**Problem to work on:** In the entries that follow, find the line containing "is automatically enabled"; from there, copy every line exactly through the line containing "By default, Herb".

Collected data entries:
★ ★ ★ ★ ★ ★ ★

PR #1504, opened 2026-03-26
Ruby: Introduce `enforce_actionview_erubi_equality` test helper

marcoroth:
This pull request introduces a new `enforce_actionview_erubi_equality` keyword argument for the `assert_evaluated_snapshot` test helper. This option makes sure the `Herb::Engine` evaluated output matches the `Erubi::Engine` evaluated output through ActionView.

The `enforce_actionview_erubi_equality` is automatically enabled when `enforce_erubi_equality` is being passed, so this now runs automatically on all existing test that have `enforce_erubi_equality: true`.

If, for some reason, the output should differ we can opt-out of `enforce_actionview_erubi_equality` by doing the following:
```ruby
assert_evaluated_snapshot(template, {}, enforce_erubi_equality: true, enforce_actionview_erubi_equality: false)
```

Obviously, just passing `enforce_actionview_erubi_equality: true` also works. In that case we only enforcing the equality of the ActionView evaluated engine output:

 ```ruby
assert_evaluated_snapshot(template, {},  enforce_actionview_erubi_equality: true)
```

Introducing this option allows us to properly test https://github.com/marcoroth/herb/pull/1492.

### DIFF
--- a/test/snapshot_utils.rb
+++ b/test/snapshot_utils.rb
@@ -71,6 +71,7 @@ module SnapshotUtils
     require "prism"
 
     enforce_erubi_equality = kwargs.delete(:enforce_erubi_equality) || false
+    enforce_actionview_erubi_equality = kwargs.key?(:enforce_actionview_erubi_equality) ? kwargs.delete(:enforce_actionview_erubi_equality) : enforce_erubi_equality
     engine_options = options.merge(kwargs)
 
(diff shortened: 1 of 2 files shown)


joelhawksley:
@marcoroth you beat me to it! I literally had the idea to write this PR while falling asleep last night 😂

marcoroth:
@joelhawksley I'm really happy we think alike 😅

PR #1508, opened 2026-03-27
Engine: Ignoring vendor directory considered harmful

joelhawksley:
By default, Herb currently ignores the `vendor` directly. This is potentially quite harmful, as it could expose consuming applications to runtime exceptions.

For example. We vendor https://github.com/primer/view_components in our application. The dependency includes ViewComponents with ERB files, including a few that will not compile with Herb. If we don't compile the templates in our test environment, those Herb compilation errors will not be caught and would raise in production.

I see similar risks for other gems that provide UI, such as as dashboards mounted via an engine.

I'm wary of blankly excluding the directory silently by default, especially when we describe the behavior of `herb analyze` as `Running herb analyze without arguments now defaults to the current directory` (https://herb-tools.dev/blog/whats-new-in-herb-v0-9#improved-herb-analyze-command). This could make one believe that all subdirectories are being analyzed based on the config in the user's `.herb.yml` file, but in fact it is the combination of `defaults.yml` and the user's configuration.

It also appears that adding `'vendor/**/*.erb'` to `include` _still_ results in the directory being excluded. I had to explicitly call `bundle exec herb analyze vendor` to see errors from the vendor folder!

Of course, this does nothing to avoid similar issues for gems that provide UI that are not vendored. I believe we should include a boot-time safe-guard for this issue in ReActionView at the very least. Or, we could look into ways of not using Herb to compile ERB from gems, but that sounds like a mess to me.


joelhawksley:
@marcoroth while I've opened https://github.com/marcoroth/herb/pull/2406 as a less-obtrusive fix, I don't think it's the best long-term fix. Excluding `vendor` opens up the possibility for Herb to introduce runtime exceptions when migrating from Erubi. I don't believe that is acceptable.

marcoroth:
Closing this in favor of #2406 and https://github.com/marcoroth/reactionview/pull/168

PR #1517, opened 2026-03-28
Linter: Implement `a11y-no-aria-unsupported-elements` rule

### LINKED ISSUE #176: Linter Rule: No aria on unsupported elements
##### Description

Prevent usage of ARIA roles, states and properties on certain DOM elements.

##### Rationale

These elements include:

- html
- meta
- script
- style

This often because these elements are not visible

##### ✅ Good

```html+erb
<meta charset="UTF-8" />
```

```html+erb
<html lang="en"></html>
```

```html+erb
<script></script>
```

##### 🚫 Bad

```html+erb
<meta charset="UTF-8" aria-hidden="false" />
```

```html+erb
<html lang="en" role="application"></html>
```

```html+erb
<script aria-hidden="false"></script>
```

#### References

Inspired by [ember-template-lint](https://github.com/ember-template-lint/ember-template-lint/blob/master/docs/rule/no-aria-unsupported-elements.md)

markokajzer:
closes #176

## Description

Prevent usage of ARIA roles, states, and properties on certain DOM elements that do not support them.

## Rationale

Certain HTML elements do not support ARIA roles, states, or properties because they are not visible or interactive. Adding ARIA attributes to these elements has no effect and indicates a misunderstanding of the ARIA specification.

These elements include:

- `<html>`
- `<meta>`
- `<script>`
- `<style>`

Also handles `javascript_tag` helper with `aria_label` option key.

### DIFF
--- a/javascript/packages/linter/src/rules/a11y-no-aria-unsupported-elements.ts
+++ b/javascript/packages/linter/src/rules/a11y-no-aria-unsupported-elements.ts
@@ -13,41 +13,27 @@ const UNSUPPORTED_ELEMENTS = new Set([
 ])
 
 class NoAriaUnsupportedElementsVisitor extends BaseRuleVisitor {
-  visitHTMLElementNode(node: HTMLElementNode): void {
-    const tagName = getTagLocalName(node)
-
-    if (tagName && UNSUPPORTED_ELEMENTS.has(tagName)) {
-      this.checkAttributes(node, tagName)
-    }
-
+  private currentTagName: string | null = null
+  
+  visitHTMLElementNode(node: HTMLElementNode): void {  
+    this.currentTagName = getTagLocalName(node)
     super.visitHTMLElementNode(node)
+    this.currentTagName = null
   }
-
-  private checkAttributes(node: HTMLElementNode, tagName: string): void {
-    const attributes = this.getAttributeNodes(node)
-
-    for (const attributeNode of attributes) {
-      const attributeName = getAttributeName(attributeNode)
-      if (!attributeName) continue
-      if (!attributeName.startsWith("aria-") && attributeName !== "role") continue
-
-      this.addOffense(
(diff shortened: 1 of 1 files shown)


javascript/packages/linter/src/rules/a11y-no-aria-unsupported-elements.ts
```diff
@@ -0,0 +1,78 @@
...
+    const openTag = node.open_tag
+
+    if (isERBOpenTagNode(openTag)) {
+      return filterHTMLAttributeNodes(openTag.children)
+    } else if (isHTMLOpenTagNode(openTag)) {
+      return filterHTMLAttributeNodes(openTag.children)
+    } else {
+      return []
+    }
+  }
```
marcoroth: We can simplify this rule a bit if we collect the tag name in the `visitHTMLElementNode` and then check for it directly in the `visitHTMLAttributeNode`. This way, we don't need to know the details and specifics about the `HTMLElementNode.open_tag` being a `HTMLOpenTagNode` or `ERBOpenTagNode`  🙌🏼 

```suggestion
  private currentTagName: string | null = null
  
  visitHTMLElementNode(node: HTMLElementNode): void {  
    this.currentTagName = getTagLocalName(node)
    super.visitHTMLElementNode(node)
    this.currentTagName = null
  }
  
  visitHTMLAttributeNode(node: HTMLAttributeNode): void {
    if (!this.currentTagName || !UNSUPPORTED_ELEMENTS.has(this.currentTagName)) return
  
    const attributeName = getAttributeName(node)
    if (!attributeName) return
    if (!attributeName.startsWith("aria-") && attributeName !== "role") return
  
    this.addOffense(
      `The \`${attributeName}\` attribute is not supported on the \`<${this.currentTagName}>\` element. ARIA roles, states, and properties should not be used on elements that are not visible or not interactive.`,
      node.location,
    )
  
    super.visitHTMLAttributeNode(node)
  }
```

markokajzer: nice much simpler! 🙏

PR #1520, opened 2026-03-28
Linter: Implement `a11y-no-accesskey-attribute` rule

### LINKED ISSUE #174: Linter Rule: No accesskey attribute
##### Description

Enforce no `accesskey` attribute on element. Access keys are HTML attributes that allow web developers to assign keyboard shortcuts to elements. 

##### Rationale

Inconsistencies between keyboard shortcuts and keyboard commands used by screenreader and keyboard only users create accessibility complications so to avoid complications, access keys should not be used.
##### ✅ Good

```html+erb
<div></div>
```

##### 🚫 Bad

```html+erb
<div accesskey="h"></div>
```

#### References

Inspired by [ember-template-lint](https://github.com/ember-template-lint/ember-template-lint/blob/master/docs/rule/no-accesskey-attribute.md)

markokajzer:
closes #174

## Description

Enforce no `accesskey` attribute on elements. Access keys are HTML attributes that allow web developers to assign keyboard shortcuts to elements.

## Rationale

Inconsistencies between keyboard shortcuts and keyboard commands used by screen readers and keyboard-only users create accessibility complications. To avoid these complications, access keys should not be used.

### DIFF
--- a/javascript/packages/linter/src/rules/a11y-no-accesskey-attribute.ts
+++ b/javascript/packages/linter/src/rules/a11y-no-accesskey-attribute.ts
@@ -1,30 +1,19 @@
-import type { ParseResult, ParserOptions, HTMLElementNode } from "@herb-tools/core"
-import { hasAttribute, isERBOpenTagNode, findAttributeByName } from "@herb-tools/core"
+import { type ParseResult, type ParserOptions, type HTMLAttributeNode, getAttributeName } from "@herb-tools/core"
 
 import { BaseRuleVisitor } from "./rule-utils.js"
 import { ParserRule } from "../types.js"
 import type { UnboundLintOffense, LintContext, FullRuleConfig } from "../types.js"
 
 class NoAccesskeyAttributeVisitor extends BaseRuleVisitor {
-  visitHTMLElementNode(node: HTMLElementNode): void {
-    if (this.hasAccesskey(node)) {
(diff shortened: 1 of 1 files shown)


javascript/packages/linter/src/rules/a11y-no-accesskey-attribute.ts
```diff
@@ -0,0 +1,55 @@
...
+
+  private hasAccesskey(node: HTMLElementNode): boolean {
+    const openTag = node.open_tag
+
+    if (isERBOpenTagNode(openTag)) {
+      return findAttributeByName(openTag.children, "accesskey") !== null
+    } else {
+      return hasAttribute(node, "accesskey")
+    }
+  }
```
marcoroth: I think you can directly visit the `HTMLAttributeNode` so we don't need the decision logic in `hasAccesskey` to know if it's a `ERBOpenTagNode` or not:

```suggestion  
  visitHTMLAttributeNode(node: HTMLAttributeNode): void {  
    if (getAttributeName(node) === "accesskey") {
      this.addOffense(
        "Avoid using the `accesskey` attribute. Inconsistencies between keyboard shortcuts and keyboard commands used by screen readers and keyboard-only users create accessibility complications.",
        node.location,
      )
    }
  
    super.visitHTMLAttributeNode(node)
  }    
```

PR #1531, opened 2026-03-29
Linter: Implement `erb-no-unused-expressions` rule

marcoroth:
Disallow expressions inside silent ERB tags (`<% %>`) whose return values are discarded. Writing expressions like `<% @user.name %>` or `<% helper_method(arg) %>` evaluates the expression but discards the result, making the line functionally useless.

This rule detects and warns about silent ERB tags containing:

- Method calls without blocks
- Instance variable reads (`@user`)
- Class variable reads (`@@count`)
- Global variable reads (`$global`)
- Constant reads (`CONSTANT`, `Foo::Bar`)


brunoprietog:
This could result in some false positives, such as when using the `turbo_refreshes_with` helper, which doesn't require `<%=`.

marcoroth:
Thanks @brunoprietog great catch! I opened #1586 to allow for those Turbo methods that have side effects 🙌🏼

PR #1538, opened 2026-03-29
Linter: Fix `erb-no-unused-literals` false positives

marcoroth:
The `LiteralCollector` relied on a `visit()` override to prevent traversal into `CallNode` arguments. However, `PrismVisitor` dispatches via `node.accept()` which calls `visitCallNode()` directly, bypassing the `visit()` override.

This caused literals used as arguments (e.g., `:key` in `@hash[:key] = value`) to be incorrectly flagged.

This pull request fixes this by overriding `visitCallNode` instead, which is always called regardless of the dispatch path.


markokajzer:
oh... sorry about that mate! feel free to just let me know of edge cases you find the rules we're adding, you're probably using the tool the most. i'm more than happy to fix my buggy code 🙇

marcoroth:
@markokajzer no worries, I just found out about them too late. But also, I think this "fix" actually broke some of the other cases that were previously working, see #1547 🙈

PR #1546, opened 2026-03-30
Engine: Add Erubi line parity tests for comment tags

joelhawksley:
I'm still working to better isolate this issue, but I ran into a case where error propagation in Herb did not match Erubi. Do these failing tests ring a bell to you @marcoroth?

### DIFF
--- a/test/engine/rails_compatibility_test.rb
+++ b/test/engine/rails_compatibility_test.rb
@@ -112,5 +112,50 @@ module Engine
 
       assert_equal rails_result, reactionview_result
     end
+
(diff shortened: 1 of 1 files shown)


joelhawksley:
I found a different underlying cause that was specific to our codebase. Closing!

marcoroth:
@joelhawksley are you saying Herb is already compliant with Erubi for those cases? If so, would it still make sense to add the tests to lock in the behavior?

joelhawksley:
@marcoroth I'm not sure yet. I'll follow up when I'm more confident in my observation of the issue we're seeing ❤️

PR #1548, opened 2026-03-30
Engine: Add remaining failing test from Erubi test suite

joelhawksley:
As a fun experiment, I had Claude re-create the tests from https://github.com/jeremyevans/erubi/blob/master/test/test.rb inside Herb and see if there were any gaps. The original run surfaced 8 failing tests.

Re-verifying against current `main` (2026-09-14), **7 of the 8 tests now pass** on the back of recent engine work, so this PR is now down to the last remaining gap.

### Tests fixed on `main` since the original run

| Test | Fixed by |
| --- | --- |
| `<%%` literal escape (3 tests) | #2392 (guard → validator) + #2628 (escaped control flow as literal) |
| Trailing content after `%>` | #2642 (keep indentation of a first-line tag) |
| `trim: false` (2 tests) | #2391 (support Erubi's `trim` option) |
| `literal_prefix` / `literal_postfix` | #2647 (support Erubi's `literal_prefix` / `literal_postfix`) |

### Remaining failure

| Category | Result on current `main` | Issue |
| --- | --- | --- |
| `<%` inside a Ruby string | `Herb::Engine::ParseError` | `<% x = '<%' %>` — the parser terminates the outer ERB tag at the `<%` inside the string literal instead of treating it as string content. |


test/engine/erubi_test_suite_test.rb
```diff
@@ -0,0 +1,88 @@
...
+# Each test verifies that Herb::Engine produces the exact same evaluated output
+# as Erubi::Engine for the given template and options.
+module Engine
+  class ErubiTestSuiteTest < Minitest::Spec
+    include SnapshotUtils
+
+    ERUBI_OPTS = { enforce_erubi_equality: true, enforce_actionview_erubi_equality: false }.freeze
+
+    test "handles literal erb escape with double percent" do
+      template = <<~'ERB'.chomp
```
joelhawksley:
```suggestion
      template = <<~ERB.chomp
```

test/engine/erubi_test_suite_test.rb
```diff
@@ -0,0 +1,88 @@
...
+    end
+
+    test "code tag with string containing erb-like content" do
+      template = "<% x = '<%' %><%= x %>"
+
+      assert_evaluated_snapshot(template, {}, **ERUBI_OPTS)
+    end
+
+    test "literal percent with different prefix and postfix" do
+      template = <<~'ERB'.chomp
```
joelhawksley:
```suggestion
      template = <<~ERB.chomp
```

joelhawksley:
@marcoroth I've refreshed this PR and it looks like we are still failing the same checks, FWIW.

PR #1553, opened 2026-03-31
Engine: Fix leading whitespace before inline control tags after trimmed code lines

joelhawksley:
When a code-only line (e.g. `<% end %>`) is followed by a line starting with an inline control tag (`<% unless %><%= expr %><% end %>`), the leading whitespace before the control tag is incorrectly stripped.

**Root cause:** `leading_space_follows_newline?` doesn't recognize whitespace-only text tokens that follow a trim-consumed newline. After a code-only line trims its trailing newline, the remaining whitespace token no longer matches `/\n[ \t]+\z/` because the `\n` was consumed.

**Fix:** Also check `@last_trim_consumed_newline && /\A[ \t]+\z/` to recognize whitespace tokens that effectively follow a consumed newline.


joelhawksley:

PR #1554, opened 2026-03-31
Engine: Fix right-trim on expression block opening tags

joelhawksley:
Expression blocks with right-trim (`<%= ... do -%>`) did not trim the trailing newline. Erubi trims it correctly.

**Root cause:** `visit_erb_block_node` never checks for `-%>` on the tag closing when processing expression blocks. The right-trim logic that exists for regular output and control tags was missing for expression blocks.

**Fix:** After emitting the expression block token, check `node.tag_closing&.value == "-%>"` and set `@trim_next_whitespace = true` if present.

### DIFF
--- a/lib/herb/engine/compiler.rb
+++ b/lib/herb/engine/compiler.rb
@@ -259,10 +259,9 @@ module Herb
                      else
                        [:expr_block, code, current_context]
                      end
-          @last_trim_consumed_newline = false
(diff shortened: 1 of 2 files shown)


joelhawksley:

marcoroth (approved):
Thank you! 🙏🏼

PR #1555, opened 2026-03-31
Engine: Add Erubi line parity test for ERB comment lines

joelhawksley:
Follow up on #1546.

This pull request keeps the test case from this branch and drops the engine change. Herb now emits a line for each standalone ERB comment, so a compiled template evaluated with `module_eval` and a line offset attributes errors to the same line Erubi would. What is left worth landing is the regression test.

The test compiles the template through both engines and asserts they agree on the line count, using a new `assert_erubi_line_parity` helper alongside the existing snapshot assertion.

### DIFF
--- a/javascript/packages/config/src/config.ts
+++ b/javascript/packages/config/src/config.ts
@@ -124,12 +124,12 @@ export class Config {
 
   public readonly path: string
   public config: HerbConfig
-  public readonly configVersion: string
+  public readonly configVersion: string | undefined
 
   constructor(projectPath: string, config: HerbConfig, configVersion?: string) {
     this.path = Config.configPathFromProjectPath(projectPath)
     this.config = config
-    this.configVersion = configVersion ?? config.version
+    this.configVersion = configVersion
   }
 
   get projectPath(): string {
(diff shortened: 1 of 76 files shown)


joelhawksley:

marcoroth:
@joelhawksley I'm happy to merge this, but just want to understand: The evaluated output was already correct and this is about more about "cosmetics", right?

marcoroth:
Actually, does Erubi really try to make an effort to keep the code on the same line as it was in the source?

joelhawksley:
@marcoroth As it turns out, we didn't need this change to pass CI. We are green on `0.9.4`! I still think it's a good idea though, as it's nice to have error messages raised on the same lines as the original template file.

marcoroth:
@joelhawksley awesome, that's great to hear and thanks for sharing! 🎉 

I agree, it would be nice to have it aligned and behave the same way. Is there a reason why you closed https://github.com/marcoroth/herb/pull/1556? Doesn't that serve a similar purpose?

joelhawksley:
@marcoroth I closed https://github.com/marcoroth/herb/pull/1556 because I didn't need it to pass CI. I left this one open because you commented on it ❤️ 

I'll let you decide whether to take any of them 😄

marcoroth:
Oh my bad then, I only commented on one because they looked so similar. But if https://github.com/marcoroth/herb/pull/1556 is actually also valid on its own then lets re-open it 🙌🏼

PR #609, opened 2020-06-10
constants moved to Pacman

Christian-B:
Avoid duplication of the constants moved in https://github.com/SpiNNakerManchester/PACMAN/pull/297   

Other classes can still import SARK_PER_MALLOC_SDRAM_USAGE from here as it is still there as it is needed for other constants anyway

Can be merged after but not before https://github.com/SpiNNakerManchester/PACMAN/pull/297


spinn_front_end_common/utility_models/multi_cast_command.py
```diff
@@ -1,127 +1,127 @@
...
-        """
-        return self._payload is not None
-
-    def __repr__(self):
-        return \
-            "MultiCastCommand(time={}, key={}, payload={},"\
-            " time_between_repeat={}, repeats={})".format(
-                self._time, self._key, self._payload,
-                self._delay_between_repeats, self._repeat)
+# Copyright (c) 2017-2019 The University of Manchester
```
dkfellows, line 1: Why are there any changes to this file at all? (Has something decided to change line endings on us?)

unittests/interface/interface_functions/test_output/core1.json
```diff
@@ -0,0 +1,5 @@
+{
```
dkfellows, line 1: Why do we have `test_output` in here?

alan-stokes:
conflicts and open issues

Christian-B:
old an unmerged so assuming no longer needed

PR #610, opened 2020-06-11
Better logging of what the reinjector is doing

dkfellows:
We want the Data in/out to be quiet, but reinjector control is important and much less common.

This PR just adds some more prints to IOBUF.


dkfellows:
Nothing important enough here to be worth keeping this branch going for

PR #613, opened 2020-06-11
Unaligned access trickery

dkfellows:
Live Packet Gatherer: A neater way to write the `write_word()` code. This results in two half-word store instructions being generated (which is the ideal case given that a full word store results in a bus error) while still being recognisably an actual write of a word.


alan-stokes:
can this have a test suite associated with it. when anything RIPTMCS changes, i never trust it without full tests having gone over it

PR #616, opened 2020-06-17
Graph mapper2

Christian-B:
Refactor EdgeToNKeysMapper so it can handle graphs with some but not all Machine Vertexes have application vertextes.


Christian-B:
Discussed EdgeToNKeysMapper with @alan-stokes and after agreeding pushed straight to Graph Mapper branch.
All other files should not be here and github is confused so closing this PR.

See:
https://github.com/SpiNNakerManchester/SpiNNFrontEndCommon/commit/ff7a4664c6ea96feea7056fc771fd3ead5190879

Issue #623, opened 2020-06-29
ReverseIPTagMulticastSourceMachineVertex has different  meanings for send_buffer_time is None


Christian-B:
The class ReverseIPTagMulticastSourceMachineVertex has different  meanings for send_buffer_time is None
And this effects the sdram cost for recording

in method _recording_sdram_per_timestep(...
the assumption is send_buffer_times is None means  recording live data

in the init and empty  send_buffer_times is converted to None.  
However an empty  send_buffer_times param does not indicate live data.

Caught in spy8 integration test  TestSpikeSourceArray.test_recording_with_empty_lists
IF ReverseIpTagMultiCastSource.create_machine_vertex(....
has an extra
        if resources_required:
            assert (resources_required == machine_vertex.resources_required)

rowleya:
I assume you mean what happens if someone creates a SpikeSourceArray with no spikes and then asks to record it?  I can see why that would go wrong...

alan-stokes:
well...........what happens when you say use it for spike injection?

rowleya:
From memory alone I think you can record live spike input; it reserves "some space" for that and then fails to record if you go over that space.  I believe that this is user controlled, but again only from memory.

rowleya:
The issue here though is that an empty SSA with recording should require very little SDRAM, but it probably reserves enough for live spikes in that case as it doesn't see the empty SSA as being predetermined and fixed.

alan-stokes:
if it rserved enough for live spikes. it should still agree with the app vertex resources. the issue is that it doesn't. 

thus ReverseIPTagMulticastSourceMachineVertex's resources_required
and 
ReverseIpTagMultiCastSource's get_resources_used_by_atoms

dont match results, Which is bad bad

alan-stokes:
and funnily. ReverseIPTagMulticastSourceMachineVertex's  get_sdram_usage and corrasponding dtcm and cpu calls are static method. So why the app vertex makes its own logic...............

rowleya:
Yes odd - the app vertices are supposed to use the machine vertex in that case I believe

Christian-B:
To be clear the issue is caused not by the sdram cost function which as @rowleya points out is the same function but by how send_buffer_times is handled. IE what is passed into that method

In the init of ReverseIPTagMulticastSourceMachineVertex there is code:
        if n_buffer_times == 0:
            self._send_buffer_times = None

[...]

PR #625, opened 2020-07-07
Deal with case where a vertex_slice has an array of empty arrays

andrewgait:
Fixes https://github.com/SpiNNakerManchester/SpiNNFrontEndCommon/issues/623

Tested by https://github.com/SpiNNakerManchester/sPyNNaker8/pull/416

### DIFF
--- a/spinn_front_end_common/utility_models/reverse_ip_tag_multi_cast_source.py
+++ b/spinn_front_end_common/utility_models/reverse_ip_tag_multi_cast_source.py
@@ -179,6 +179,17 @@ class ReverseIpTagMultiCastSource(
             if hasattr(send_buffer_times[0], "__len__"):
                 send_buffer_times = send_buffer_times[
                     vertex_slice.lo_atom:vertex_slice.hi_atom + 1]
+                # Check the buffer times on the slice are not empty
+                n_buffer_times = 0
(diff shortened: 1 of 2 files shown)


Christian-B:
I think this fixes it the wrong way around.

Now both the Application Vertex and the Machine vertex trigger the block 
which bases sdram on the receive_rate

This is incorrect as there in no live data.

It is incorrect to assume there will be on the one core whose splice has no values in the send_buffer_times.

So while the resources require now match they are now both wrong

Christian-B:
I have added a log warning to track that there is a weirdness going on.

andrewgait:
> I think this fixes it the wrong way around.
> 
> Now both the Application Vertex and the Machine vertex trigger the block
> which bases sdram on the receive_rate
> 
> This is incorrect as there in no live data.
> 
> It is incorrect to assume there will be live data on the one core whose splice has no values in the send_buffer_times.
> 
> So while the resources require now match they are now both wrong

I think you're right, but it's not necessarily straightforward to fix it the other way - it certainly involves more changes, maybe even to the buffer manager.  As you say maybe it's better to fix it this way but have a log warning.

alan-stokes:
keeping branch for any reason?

★ ★ ★ ★ ★ ★ ★

**Answer to this exercise:**
The `enforce_actionview_erubi_equality` is automatically enabled when `enforce_erubi_equality` is being passed, so this now runs automatically on all existing test that have `enforce_erubi_equality: true`.

If, for some reason, the output should differ we can opt-out of `enforce_actionview_erubi_equality` by doing the following:
```ruby
assert_evaluated_snapshot(template, {}, enforce_erubi_equality: true, enforce_actionview_erubi_equality: false)
```

Obviously, just passing `enforce_actionview_erubi_equality: true` also works. In that case we only enforcing the equality of the ActionView evaluated engine output:

 ```ruby
assert_evaluated_snapshot(template, {},  enforce_actionview_erubi_equality: true)
```

Introducing this option allows us to properly test https://github.com/marcoroth/herb/pull/1492.

### DIFF
--- a/test/snapshot_utils.rb
+++ b/test/snapshot_utils.rb
@@ -71,6 +71,7 @@ module SnapshotUtils
     require "prism"
 
     enforce_erubi_equality = kwargs.delete(:enforce_erubi_equality) || false
+    enforce_actionview_erubi_equality = kwargs.key?(:enforce_actionview_erubi_equality) ? kwargs.delete(:enforce_actionview_erubi_equality) : enforce_erubi_equality
     engine_options = options.merge(kwargs)
 
(diff shortened: 1 of 2 files shown)


joelhawksley:
@marcoroth you beat me to it! I literally had the idea to write this PR while falling asleep last night 😂

marcoroth:
@joelhawksley I'm really happy we think alike 😅

PR #1508, opened 2026-03-27
Engine: Ignoring vendor directory considered harmful

joelhawksley:
By default, Herb currently ignores the `vendor` directly. This is potentially quite harmful, as it could expose consuming applications to runtime exceptions.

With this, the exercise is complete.